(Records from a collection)
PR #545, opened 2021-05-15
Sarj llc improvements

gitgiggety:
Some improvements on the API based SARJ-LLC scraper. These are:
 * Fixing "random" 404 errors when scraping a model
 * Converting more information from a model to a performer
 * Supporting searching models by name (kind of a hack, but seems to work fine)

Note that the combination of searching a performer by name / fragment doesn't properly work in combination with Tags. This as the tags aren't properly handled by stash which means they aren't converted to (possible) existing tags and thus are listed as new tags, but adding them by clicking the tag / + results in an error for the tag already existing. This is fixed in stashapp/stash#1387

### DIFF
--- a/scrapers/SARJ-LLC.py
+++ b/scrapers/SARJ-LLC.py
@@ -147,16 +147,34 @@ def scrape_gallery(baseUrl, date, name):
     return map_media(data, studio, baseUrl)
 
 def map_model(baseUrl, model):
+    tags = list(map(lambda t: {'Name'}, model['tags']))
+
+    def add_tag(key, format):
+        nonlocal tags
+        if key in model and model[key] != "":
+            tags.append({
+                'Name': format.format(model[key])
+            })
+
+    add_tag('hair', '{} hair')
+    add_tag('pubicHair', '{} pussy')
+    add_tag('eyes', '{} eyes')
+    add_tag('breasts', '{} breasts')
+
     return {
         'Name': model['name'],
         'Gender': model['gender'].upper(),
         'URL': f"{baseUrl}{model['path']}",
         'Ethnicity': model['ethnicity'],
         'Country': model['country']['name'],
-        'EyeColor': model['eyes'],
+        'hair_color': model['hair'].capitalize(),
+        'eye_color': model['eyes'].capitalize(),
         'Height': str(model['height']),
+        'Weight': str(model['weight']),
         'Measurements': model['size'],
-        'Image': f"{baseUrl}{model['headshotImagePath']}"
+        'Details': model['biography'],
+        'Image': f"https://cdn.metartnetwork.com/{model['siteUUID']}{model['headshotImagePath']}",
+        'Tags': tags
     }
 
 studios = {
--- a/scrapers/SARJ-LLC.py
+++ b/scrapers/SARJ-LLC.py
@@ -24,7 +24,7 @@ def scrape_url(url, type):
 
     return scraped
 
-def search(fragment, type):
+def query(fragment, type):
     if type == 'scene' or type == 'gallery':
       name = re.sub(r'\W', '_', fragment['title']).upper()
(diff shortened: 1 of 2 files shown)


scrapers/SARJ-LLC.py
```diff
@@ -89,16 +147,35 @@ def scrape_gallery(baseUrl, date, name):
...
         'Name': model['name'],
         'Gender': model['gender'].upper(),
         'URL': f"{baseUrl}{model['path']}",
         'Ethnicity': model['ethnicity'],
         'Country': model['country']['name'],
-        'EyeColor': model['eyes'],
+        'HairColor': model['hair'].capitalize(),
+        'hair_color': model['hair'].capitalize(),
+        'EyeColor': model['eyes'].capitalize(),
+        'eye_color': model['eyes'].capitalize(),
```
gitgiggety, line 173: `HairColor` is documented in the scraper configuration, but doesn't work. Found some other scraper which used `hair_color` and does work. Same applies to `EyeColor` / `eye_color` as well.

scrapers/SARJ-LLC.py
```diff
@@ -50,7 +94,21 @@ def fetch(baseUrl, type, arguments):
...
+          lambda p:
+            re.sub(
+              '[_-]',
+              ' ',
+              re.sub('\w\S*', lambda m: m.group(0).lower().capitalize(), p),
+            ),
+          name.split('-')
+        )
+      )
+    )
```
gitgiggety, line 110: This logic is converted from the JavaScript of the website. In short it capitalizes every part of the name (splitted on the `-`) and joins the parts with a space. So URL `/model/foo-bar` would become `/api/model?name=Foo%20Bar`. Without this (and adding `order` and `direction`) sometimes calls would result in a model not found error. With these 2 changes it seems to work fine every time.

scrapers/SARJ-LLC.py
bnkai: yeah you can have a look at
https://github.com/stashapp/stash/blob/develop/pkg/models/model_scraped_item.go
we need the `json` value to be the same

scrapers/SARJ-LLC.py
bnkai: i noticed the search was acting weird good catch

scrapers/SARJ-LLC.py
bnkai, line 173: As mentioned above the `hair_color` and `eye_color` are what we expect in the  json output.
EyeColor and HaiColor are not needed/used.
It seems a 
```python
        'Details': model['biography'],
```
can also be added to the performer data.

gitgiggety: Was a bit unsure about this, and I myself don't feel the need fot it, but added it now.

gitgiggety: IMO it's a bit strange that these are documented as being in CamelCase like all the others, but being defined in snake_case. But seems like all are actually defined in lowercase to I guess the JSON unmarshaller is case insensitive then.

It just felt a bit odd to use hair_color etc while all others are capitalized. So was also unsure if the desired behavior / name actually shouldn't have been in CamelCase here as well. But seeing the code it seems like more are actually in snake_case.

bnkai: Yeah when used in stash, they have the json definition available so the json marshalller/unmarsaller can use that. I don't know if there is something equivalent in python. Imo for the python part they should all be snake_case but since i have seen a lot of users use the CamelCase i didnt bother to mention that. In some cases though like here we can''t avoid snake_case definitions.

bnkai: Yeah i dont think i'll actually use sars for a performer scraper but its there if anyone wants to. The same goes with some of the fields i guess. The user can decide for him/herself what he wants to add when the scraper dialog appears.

# TASK OBJECTIVE
Your answer should hold every line of the entries that contains the string "more".

# RESPONSE AREA
 * Converting more information from a model to a performer
It just felt a bit odd to use hair_color etc while all others are capitalized. So was also unsure if the desired behavior / name actually shouldn't have been in CamelCase here as well. But seeing the code it seems like more are actually in snake_case.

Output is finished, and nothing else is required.